The King’s twists, turns, rises and falls, spread out in a way that gives golfers a wonderful sense of walking through a quiet countryside. Braid and Hutchison allowed high handicappers plenty of room off most tees and built large, easy-to-hit greens. On the other hand, these expansive surfaces are simple to three-putt. Additionally, the course hardly has a level lie—only one hole can fairly be described as flat.

The sturdiest challenges on the King’s are the par 4s. The eccentric 3rd hole, at 375 yards, is fairly short, but has a large hill immediately fronting the green. The blind approach is similar to those at Prestwick’s 5th and 17th, two infamous holes of the hit-and-hope variety that didn’t faze architects of Braid’s era.

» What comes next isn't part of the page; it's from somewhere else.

Issue #6457, opened 2026-06-18
Tool calling observations don't have a parent in non-streaming mode


cijaaimee:
**Bug description**
When using the blocking ChatClient API, the tool calling observations generated when executing tools always have their parent set to `null`.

Two par 4s on the back nine are worthy of special attention. The brutish 10th is the only “flat” hole on the course, but it plays 447 yards into the west wind. And the 13th is a real monster at 448 yards. A deep bunker juts into the landing area and a false front tricks players into thinking they can run the ball onto its slightly elevated, well-bunkered green. Braid himself considered it the best hole on the course, and it’s named “Braid’s Brawest,” or Braid’s Best.

As for the par 3s, the most famous is the 5th, which is dubbed “Het Girdle,” Hot Griddle. It has a severely punched-up green fronted by massive bunkers and draped with a daunting and shaggy slope. The home hole, a par 5, is a wonderful driving hole from a high tee to an enormous fairway that provides plenty of run. Tom Watson is said to have smacked a drive 486 yards down this runway.

It was on the final green in 1936 that Scotland’s Jessie Anderson sank a 21-foot putt to win her match and secure the first tie in Curtis Cup history. Fifteen years earlier, a victorious British team trod off this green, having defeated an American side in a forerunner of the Ryder Cup. (The U.S. team was made up of players who happened to be in Scotland for the British Open, and in no way did it represent the best of American golf.)

Yes, Scotland has some fine inland courses, and to journey there and neglect Gleneagles would be a mistake—a gaffe on the order of visiting the Louvre and not seeing the Mona Lisa, or traveling to Vienna and not attending a Mozart recital. Gleneagles is that good.